▸ **Goal of the exercise**
Find the lines in the records that carry the word "cast". Copy each one.
= = = = =
PR #198955, opened 2026-05-21
[Offload] Fix LLVM_LINK_LLVM_DYLIB linking liboffload

jhuber6:
Summary:
When this is set you can only link against `LLVM`. The previous patch
did not respect this because I did not realize that internally in the
add_llvm_library that this was required.


mgorny (approved):
This fixes the issue for me. Thanks!

PR #198958, opened 2026-05-21
[CIR] Fix cast kind to support bool in builtin_*_overflow

erichkeane:
'bool' is an acceptable type to the __builtin_*_overflow functions, but we were unconditionally doing an integral cast. This adds some logic to do a bool-to-int cast if necessary.


andykaylor (approved):
lgtm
= = = = =
▸ **Solved exercise**
[CIR] Fix cast kind to support bool in builtin_*_overflow
'bool' is an acceptable type to the __builtin_*_overflow functions, but we were unconditionally doing an integral cast. This adds some logic to do a bool-to-int cast if necessary.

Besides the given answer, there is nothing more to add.